Abstract
Given the relevant role of the extracellular microenvironment in regulating tissue homeostasis, is testicular bacterial microbiome (BM) associated with germ cell aplasia in idiopathic non-obstructive azoospermia (iNOA)?
A steady increase of dysbiosis was observed among testis with normal spermatogenesis vs. iNOA with positive sperm retrieval and iNOA with complete germ cell aplasia.
Tissue-associated BM has been reported to be a biologically important extracellular microenvironment component for numerous body habitats, but not yet for the human testis.
Cross-sectional study, investigating tissue-associated BM in the testis of (i) five men with iNOA and negative sperm retrieval at microdissection testicular sperm extraction (microTESE); (ii) five men with iNOA and positive sperm retrieval at microTESE; and (iii) five normozoospermic men upon orchiectomy. Every testicular specimen was histologically classified and analyzed in terms of bacterial community.
Massive ultra-deep pyrosequencing was applied to investigate testis microbiome. Metagenome was analyzed using Quantitative Insights Into Microbial Ecology (QIIME). Tissue-associated bacterial load was quantified by digital droplet PCR.

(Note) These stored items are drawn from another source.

PR #685, opened 2026-08-06
feat(bkn-agent): reach Context Loader tools over its MCP face

sh00tg0a1:
## Why

Once #676 stops registering Context Loader's built-in toolbox into the execution factory, agents **inside the platform** lose their path to the knowledge-network retrieval tools. MCP only ever covered the other half — external clients (Cursor, `openbkn` CLI). bkn-agent loads tools from the execution factory toolbox, not over MCP. This PR builds the missing half.

## Three walls, all confirmed against source and on the VM

None is solved by "just configure a URL":

1. **Context Loader's MCP JSON-RPC lives on the public router only** (`rest_public_handler.go:109`), and that router mounts `middlewareIntrospectVerify` — it takes a real credential and does **not** accept the `/in` header identity. bkn-agent works on the `/in` convention and holds no token.
2. **Every business tool sits behind the lifecycle guard.** `bkn_context` (conversation_id + interaction_id) is a required input; without it the call returns `conversation_required`.
3. **Those ids cannot be minted locally.** A locally minted `int_...` is rejected with `resource_not_disclosed` — the MCP side derives its owner tuple from the credential. The supported path is `bkn_start_interaction` first, then reuse what it returns.

## What this does

- **`auth`** — capture the caller's `Authorization` verbatim into a ContextVar and forward it to Context Loader. This service still does not verify it; identity remains `x-account-id`. A ContextVar rather than a threaded parameter: there are a dozen `(account_id, account_type)` call sites between router and tool loading.
- **`config` / chart** — `CONTEXT_LOADER_MCP_URL`. **No service-credential fallback**: an AppKey fallback would make Context Loader see the key's issuer instead of the real caller, collapsing per-user authorization. A default-off switch like that eventually gets turned on to "make it work", and that is the last downgrade that should happen quietly. No token means no tools, plus a warning.
- **`core/context_loader`** — opening a session means handshake for ids, then load tools. `bkn_context` is injected at call time and **stripped from the model-visible schema**: when a turn starts is a runtime decision, not the model's, and a required id field just invites the model to invent one.
- **`ToolRef type=context_loader`** — deliberately carries no URL, so agent definitions stay portable across environments.
- **`evidence.begin_interaction`** accepts externally issued ids, so the evidence chain and Context Loader share one interaction. Agents without Context Loader tools keep minting locally — a lifecycle round-trip on every execution would turn an optional capability into a hard dependency.

## Four bugs this found, every one of them on the VM

Unit tests passed throughout. None of these was visible without running it.

**1. Token passthrough was silently dead.** `set_caller_token` sat in `get_account`, a **sync** dependency — FastAPI runs those in a threadpool, and a ContextVar set there never reaches the request coroutine. `caller_token()` was always `None`. The symptom was ugly: the task reported `succeeded` while the model, having no tools, **wrote a tool call as its answer**. Only the log showed `无可用凭据…跳过装载`. Now captured in the HTTP middleware, where `observability` already installs its TraceContext. Regression test included; reverting the fix reddens it at `assert None == 'Bearer probe-token'`.

**2. Handshake ids were parsed against a shape that does not exist.** langchain-mcp-adapters returns a 2-tuple `([{"type":"text","text":"<json>"}], {"structured_content": {...}})`. The parser only accepted a dict or a bare JSON string, so a **successful** handshake was judged "no usable id" and the whole tool load was skipped. The unit test used a simplified shape I had invented, so it passed. Tests now use the shape observed on the VM, plus the camelCase and text-block-only degradations.

**3. `bkn_finish_interaction` was called against the wrong contract** — `bkn_context` instead of `interaction_id`, and `outcome="succeeded"` which is not in the enum (`completed` / `failed` / `cancelled` / `handed_off`). Every turn's closure was rejected and interactions piled up in `active`. Four probes against the live MCP face separated the causes:

   | call | result |
   |---|---|
   | id wrapped in `bkn_context`, `outcome=succeeded` | `resource_not_disclosed` |
   | correct id, `outcome=succeeded` | `interaction_required: unsupported finish outcome` |
   | correct id, `outcome=completed`, no `answer` | `closure_manifest_invalid: completed outcome requires answer` |
   | full contract | success, `execution_status: completed` |

   `resource_not_disclosed` turns out to mean "no resolvable id" — the guard collapses "does not exist" and "not yours" into one code so it cannot be used to enumerate other people's ids.

**4. `outcome=completed` requires `answer`** (row 3 above), but closure happened in a `finally` block with no access to the turn's answer. Both paths now thread it through — runner captures the core return value, chat uses its accumulated `answer_parts`. A turn that produced no output closes as `failed` with a reason rather than falsely reporting `completed`.

Also widened: the connection-failure log printed only `ExceptionGroup.str()` — `"unhandled errors in a TaskGroup (1 sub-exception)"` — burying the real cause (a 401) in the sub-exception. It now unpacks them.

## Verification

182 unit tests pass. The contract spec is regenerated with `scripts/export_openapi.py`, not hand-edited. `helm template` renders.

**Multi-turn chat on the VM**, agent with `tools: [{"type": "context_loader"}]`, three turns on one `thread_id`, prompted so each turn *must* re-query rather than reuse history:

| check | result |
|---|---|
| tools actually mounted each turn | 3 turns, one `tool_call` event each |
| `interaction_in_progress` warnings | 0 |
| `Exception in ASGI` / `different Context` | 0 |

Single-turn `/invoke` also returns real data (the same five knowledge networks a direct MCP probe returns), so the tool path and the lifecycle closure are confirmed together.

### Coverage gap, stated plainly

Seven of the ten defects fixed in this PR were found only by running multi-turn traffic on a VM. Unit tests caught one (via CI), review caught two. None of the seven is a wrong branch — they are all "which context / which task / when does this run": a ContextVar set in a threadpool, a token reset across a generator context, cleanup parked in an async generator's `finally`, a session opened by code that had no responsibility to close it.

The regression tests I added pin each specific line. **They do not pin the pattern**, and this repo has no integration smoke that drives the Context Loader path across turns. A future change that parks cross-service cleanup in a generator `finally`, or opens a session without owning its closure, would pass CI. Worth a follow-up integration test (multi-turn + client disconnect + assert interaction terminal state); flagging rather than silently leaving it.

## Merge order

Independent of #676/#677/#678, but it is what makes #676 safe to land: without it, a fresh install has no path from a platform agent to the knowledge-network tools.

### DIFF
--- a/docs/api/bkn-agent/bkn-agent.yaml
+++ b/docs/api/bkn-agent/bkn-agent.yaml
@@ -809,10 +809,12 @@ components:
             - $ref: '#/components/schemas/McpToolRef'
             - $ref: '#/components/schemas/ToolboxToolRef'
             - $ref: '#/components/schemas/AgentToolRef'
+            - $ref: '#/components/schemas/ContextLoaderToolRef'
             discriminator:
               propertyName: type
               mapping:
                 agent: '#/components/schemas/AgentToolRef'
+                context_loader: '#/components/schemas/ContextLoaderToolRef'
                 mcp: '#/components/schemas/McpToolRef'
                 toolbox: '#/components/schemas/ToolboxToolRef'
           type: array
@@ -905,6 +907,35 @@ components:
       - agent_id
       - message
       title: ChatRequest
+    ContextLoaderToolRef:
+      properties:
+        name:
+          anyOf:
+          - type: string
+            maxLength: 100
+          - type: 'null'
+          title: Name
+        description:
+          anyOf:
+          - type: string
+            maxLength: 500
+          - type: 'null'
+          title: Description
+        type:
+          type: string
+          const: context_loader
+          title: Type
+      additionalProperties: true
+      type: object
+      required:
+      - type
+      title: ContextLoaderToolRef
+      description: 'Context Loader 的知识网络检索工具，经其 MCP 面装载。
+
+
+        刻意不带 url：端点来自 CONTEXT_LOADER_MCP_URL，agent 定义因此可以跨环境
+
+        导入导出而不带环境地址（type=mcp 写死 url 就不行）。'
     EffectivePromptOut:
       properties:
         source:
--- a/infra/bkn-agent/app/auth.py
+++ b/infra/bkn-agent/app/auth.py
@@ -25,7 +25,16 @@ def caller_token() -> str | None:
 
 
 def set_caller_token(value: str | None):
+    """由 HTTP 中间件调用（见 app/main.py）。
+
+    刻意不放在 get_account 里：那是个同步依赖，FastAPI 会丢进线程池执行，
+    在线程池里 set 的 ContextVar 回不到请求协程，读出来永远是 None。
+    """
     return _caller_token.set(value or None)
+
+
+def reset_caller_token(token) -> None:
+    _caller_token.reset(token)
 
 
 @dataclass(frozen=True)
@@ -37,10 +46,9 @@ class Account:
 def get_account(request: Request) -> Account:
     """/in 约定：网关信任请求头，鉴权押下游。空账户 fail-closed（本服务仅内部）。
 
-    另外把 Authorization 原样收进 ContextVar：本服务自身不校验它（身份仍以
-    x-account-id 为准），只在需要令牌的下游（Context Loader MCP 公开面）原样转发。
+    Authorization 不在这里收——见 set_caller_token 的说明，同步依赖跑在线程池里，
+    ContextVar 传不回来。收在 app/main.py 的中间件。
     """
-    set_caller_token(request.headers.get("authorization"))
     account_id = (request.headers.get("x-account-id") or "").strip()
     account_type = (request.headers.get("x-account-type") or "").strip()
     if not account_id or account_type not in _ALLOWED_TYPES:
--- a/infra/bkn-agent/app/auth.py
+++ b/infra/bkn-agent/app/auth.py
@@ -1,3 +1,4 @@
+from contextvars import ContextVar
 from dataclasses import dataclass
 
 from fastapi import Request
@@ -5,6 +6,26 @@ from fastapi import Request
 from app.errors import err
 
 _ALLOWED_TYPES = {"user", "app"}
+
+# 调用方原样带来的 Authorization 头。
+#
+# 存在这里而不是穿进每层函数签名：从路由到 runner 到工具装载有十几处
+# (account_id, account_type) 位置参数，再加一个会把整条链全改一遍；而
+# ContextVar 在 asyncio.create_task 时会随上下文复制，/run 的后台任务同样拿得到。
+#
+# 谁用它：Context Loader 的 MCP 面只认真实令牌（公开面挂 introspect），
+# 不吃 /in 那套头部身份，所以 type=context_loader 工具靠这个透传的令牌调用，
+# 保住 per-user 授权。见 app/core/context_loader.py。
+_caller_token: ContextVar[str | None] = ContextVar("bkn_agent_caller_token", default=None)
+
+
+def caller_token() -> str | None:
+    """当前请求透传进来的 Authorization 头原文（含 Bearer 前缀），没有则 None。"""
+    return _caller_token.get()
+
+
+def set_caller_token(value: str | None):
+    return _caller_token.set(value or None)
 
 
 @dataclass(frozen=True)
@@ -14,7 +35,12 @@ class Account:
 
 
 def get_account(request: Request) -> Account:
-    """/in 约定：网关信任请求头，鉴权押下游。空账户 fail-closed（本服务仅内部）。"""
+    """/in 约定：网关信任请求头，鉴权押下游。空账户 fail-closed（本服务仅内部）。
+
+    另外把 Authorization 原样收进 ContextVar：本服务自身不校验它（身份仍以
+    x-account-id 为准），只在需要令牌的下游（Context Loader MCP 公开面）原样转发。
+    """
+    set_caller_token(request.headers.get("authorization"))
     account_id = (request.headers.get("x-account-id") or "").strip()
     account_type = (request.headers.get("x-account-type") or "").strip()
     if not account_id or account_type not in _ALLOWED_TYPES:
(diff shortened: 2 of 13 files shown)


sh00tg0a1:
Both blockers confirmed against source and fixed in 31003043. Thanks — the first one is a genuine production hazard I would not have found by testing the happy path.

**Blocker 1 — client disconnect wedges the thread permanently.** Confirmed. `close_session` is an awaited network call and I had placed it *before* `_busy_threads.discard(thread_id)`. Its own guard is `except Exception`, which catches neither the `CancelledError` delivered on disconnect nor the `BaseExceptionGroup` the MCP TaskGroup raises — both propagate out of the `finally` and the discard never runs, leaving that `thread_id` at 409 until the pod restarts. Release and ContextVar reset now happen before any network call.

**Blocker 2 — every turn minted a fresh conversation.** Confirmed. `open_session` passed neither `conversation_id` nor the hint the server reads, so `ensureManagedConversation` fell through to `newManagedConversationKey()` on each turn. Rather than persist a thread→conversation mapping, chat now sends its `thread_id` as `X-OpenBKN-Host-Conversation-Key` (`host_lifecycle_hints.go:22`), which is exactly the anchor that surface exists for — stable across turns, no new state. `/run` and `/invoke` deliberately send no key: a one-shot execution *should* be its own conversation.

Also taken from this round:

- **Outcome labelling was wrong in both directions** — exactly as described. Replaced "answer is non-empty" with an explicit `_completed` flag set where `done` is yielded, and the structured-output payload is now captured into `_final_answer` so a structured turn is no longer archived as `failed`.
- **`set_current` without a token, and set even when `open_session` returned `None`** — fixed; the ContextVar is only set for a real session and is reset in the `finally`. That also removes the second question-less handshake through `tools.py`'s `current_session() or await open_session()`.
- **`CONTEXT_LOADER_MCP_TIMEOUT_S` was dead config** — now actually wired into the connection, which matters precisely because the teardown `await` had no upper bound.
- **Answer truncation** — the 4000-char cap now leaves a marker rather than silently diverging from what the user received.
- **Stale `config.py` comment** about "the two credential settings below" — gone with the AppKey.
- **`close_session` had no test at all** — added contract tests covering the flat `interaction_id`, `completed` ⇒ `answer`, the `_OUTCOMES` clamp, and that a rejected finish warns instead of raising. 178 passing.

One correction to the round-2 note about `_bind_context` dropping `response_format`: still unverified, and I am not claiming otherwise. It needs a real `content_and_artifact` tool to test against, which is why I have left it open rather than "fixed".

Not addressed, deliberately: the `name` / `description` / `additionalProperties` no-ops on `ContextLoaderToolRef`, and the missing "requires a forwarded Authorization" precondition in the spec. Both are doc-level and belong in the model docstring plus a re-export; I would rather do that in one pass than bury it in a fix commit.

Re-verifying on the VM now — in particular that a multi-turn chat lands in a single conversation, which is the part unit tests cannot prove.

sh00tg0a1:
Round-4 blocker confirmed and fixed in db89eee1.

**Setup failure leaks an active interaction.** Verified exactly as described: `open_session` succeeds at `graph.py:78`, and any raise between there and the `create_agent` call lands in the setup `except BaseException`, which released the thread and re-raised. `close_session` lives only in `_events()`'s `finally`, and `_events()` is never constructed when `stream_chat` raises — so the handshake's interaction stays `active` forever. Deterministic, and one leak per retry. `runner.py` genuinely does not have this hole, since its `load_tools` runs inside the try whose finally closes.

The fix closes the session in the setup handler, plus two things the fix itself needed:

- `cl_session` / `cl_token` are now bound **before** the try. A raise in `resolve_prompt` or `load_skills` happens before their assignment, so referencing them in `except` would have thrown `UnboundLocalError` and replaced the real failure with a useless one.
- A failure inside the closing call is warned, not propagated — the caller needs to see why setup failed, not why cleanup did. Thread release still precedes any network call, same reasoning as the previous round.

Regression test added; reverting the fix reddens it at `assert closed, "setup 失败后必须调 close_session"`. That path is unreachable on any normal execution, so a test is the only thing that holds it. 179 passing.

Also: `graph.py` had no module logger at all — caught by pyflakes, not by the suite, since the branch that needed it is never exercised in tests.

On the item your verification pass dropped (unvalidated `thread_id` forwarded as the host key): agreed with the refutation, and the residual effect you identified is real — a space or non-ASCII `thread_id` costs conversation grouping plus one wasted handshake, silently. Not fixing it in this commit, but it is worth a follow-up to constrain `thread_id` at the model rather than discovering it through lost continuity.

Two items remain deliberately open, unchanged from my last reply: the `_bind_context` / `response_format` question from round 2 (still unverified — it needs a real `content_and_artifact` tool, and I will not mark it fixed on reasoning alone), and the doc-level `ContextLoaderToolRef` gaps, which I would rather do in one pass than scatter across fix commits.

sh00tg0a1:
@claude 可以放行了吧

sh00tg0a1:
Round-6 blocker confirmed and fixed in 6c5cc6bf.

**agent-as-tool sub-agents got no Context Loader session.** Verified: `run_agent_once` short-circuits straight into `_run_agent_once_core` when `has_interaction()` is true — which is exactly the agent-as-tool path — so `open_session` is never called. When the parent agent does not itself declare `context_loader`, `current_session()` is `None` and the sub-agent answers with zero retrieval tools. Worse than the failure you described in one respect: because `open_session` never runs, its warning never fires either, so nothing appears in the logs at all.

This is a hole left by 1ff565f1, which removed the `load_tools` fallback handshake. That fallback did leak an unclosed interaction every turn and had to go — but it was also, incidentally, what covered this path. Removing it was right; backfilling was not done.

Fixed with explicit ownership in the short-circuit branch: inherit if a session is already current (no second handshake, and never close someone else's), otherwise open one and close it in the same frame, carrying `outcome` / `answer` per the finish contract. Two regression tests: one asserts the sub-agent both gets a session and closes its own, the other asserts an inherited session is never closed by the borrower. 186 passing.

---

On the second-order point raised in the #676 review — that `retrieval.completed` can never fire once these tools come over MCP — that one is real and I am **not** fixing it here. `_expected_fact_event_type` matches on execution-factory toolbox metadata (`metadata.path` against three `/in/v1/kn/...` endpoints, `metadata.server_url` host `agent-retrieval`), and MCP-sourced tools carry none of it. On a fresh install, retrieval provenance silently drops out of claim-source linking.

It was scope I identified when designing this path and did not build, not something this PR's implementation broke. Filed as #702 with the three candidate anchors and the reason I did not want to pick one inside a PR that has already grown well past its original shape. Flagging it here so the omission is on the record rather than discovered later.

sh00tg0a1:
@claude 可以放行吗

Normozoospermic men showed small amounts of bacteria in the testis, with Actinobacteria, Bacteroidetes, Firmicutes Proteobacteria as the dominating phyla; iNOA individuals had increased amounts of bacterial DNA (P = 0.02), associated with decreased taxa richness due to the lack of Bacteroidetes and Proteobacteria (P = 2 × 10−5). Specimens with negative sperm retrieval at microTESE depicted complete germ cell aplasia and a further decrease in terms of Firmicutes and Clostridia (P < 0.05), a complete lack of Peptoniphilus asaccharolyticus, but increased amount of Actinobacteria.
The limited number of specimens analyzed in this preliminary study deserves external validation. The paraneoplastic microenvironment could have an impact on the residential bacterial flora.
Human testicular microenvironment is not microbiologically sterile, containing low amounts of Actinobacteria, Bacteroidetes, Firmicutes and Proteobacteria. A dysbiotic bacterial community was associated with iNOA and complete germ cell aplasia. Novel findings on testicular BM could support future translational therapies of male-factor infertility.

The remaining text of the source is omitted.